(Data extracts begins)

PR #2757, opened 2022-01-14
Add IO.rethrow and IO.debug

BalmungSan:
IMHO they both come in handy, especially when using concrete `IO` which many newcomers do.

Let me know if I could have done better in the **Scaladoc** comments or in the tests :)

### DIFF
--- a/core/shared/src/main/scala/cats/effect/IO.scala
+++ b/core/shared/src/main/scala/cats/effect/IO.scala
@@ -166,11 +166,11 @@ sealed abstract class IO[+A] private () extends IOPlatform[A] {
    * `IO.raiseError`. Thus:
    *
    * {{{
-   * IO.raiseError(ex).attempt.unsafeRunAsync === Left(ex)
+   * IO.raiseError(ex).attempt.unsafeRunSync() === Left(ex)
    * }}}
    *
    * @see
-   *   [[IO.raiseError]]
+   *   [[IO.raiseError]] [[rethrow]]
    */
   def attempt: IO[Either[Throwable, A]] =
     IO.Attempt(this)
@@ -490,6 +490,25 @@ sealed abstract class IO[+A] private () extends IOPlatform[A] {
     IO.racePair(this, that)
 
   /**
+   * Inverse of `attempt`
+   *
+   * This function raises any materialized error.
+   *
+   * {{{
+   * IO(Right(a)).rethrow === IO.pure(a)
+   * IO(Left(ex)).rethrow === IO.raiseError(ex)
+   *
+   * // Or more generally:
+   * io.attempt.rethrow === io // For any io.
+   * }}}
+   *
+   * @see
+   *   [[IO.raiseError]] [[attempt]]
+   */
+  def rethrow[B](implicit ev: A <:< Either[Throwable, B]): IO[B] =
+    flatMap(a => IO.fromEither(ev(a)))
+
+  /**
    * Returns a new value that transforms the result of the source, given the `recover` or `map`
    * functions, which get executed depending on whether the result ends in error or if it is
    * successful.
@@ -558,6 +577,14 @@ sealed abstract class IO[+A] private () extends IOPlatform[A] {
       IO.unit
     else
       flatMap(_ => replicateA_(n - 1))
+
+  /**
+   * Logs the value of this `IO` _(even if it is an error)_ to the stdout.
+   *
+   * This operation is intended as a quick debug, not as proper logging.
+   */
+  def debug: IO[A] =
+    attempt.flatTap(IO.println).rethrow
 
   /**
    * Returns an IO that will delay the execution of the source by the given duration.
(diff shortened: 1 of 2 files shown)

(Data extracts ends)
(Data extracts begins)

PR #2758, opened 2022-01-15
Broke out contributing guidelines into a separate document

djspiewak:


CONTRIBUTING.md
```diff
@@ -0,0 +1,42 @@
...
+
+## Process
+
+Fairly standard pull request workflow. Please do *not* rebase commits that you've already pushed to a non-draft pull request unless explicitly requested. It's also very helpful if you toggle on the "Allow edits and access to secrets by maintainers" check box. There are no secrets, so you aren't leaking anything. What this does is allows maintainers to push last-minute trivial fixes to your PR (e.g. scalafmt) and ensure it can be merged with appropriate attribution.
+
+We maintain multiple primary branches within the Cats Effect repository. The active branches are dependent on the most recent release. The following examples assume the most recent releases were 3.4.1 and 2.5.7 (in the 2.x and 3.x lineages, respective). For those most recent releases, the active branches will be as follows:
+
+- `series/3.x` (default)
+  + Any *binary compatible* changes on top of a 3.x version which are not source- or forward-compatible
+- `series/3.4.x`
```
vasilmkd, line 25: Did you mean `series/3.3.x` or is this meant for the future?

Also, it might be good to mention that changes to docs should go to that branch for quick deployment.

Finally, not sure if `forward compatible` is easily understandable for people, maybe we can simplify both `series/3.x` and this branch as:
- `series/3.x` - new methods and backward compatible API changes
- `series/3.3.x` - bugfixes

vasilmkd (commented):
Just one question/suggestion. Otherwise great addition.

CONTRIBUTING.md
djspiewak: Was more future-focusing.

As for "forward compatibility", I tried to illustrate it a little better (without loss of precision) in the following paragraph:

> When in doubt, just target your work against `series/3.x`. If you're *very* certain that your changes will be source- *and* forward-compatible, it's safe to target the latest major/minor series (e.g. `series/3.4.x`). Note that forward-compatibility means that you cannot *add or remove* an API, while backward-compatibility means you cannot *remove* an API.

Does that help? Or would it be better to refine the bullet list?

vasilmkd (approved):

(Data extracts ends)

Task requirements:
Out of the entries above, write out only the lines between the line holding "flatMap(a => IO.fromEither(ev(a)))" and the line holding "(diff shortened: 1 of 2 files shown)", inclusive, each exactly as given.

Answer to the problem:
+    flatMap(a => IO.fromEither(ev(a)))
+
+  /**
    * Returns a new value that transforms the result of the source, given the `recover` or `map`
    * functions, which get executed depending on whether the result ends in error or if it is
    * successful.
@@ -558,6 +577,14 @@ sealed abstract class IO[+A] private () extends IOPlatform[A] {
       IO.unit
     else
       flatMap(_ => replicateA_(n - 1))
+
+  /**
+   * Logs the value of this `IO` _(even if it is an error)_ to the stdout.
+   *
+   * This operation is intended as a quick debug, not as proper logging.
+   */
+  def debug: IO[A] =
+    attempt.flatTap(IO.println).rethrow
 
   /**
    * Returns an IO that will delay the execution of the source by the given duration.
(diff shortened: 1 of 2 files shown)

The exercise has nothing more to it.